**What the task requires**
In the material below, find every line containing "void" and copy that line.

BEGIN Data shown

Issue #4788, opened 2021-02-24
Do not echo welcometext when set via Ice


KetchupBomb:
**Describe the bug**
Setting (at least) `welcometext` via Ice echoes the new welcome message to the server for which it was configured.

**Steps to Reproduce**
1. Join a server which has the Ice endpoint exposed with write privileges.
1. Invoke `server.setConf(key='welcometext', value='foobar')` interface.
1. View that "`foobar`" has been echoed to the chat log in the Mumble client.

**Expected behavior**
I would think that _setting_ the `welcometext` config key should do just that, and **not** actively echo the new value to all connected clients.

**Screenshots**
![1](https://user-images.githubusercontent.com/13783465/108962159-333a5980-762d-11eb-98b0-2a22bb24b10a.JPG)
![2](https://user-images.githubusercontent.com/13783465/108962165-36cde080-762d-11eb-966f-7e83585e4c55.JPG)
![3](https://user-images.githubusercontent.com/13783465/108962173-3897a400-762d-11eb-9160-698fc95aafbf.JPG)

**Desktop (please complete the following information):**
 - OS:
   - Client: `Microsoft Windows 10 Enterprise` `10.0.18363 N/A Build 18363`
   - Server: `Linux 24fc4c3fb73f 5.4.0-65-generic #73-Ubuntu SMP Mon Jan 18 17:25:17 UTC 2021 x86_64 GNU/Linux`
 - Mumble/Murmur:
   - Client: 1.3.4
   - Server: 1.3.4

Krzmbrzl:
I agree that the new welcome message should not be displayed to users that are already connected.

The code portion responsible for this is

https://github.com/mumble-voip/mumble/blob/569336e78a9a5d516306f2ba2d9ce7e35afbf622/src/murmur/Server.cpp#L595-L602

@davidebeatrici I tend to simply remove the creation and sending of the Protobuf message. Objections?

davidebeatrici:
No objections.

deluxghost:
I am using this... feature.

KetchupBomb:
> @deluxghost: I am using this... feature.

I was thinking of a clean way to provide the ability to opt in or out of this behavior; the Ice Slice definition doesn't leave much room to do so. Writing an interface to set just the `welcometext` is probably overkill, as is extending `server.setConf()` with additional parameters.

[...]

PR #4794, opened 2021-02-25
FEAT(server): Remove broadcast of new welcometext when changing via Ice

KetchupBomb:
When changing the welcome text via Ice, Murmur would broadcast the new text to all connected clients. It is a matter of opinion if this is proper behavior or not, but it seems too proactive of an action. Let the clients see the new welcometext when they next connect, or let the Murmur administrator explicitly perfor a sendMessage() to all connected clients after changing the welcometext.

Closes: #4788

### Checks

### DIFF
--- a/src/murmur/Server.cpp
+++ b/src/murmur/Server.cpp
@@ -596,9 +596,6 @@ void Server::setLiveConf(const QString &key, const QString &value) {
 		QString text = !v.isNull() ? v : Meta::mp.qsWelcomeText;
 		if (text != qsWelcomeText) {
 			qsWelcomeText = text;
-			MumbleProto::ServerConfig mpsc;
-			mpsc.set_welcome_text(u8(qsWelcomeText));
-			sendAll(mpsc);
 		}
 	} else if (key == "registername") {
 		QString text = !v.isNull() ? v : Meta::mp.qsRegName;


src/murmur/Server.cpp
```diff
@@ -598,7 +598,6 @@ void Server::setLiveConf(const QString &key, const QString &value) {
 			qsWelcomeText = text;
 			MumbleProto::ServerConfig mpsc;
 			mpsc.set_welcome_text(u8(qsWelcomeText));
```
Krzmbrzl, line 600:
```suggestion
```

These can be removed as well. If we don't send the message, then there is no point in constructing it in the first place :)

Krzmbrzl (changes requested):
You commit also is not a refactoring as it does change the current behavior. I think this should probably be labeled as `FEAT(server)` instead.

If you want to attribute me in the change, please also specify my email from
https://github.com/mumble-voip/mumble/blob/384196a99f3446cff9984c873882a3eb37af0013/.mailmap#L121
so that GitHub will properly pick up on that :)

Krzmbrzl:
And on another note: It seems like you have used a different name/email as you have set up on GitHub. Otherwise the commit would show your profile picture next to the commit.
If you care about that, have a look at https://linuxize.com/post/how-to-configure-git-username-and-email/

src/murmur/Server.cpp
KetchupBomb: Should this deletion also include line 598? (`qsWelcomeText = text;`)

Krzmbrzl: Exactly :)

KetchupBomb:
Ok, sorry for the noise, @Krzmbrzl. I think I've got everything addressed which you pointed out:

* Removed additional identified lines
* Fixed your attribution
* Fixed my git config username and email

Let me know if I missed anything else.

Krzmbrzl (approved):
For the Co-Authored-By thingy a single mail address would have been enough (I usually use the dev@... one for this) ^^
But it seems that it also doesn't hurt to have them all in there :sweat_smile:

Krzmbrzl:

END Data shown
BEGIN Data shown

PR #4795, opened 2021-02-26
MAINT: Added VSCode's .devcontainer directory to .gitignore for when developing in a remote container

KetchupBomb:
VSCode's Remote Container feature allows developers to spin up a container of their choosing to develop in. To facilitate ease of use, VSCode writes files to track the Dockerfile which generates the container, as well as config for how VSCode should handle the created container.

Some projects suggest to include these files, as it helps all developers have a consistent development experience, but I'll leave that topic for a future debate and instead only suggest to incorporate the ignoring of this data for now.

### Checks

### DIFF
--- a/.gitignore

END Data shown

**Result of this task**
@@ -596,9 +596,6 @@ void Server::setLiveConf(const QString &key, const QString &value) {
@@ -598,7 +598,6 @@ void Server::setLiveConf(const QString &key, const QString &value) {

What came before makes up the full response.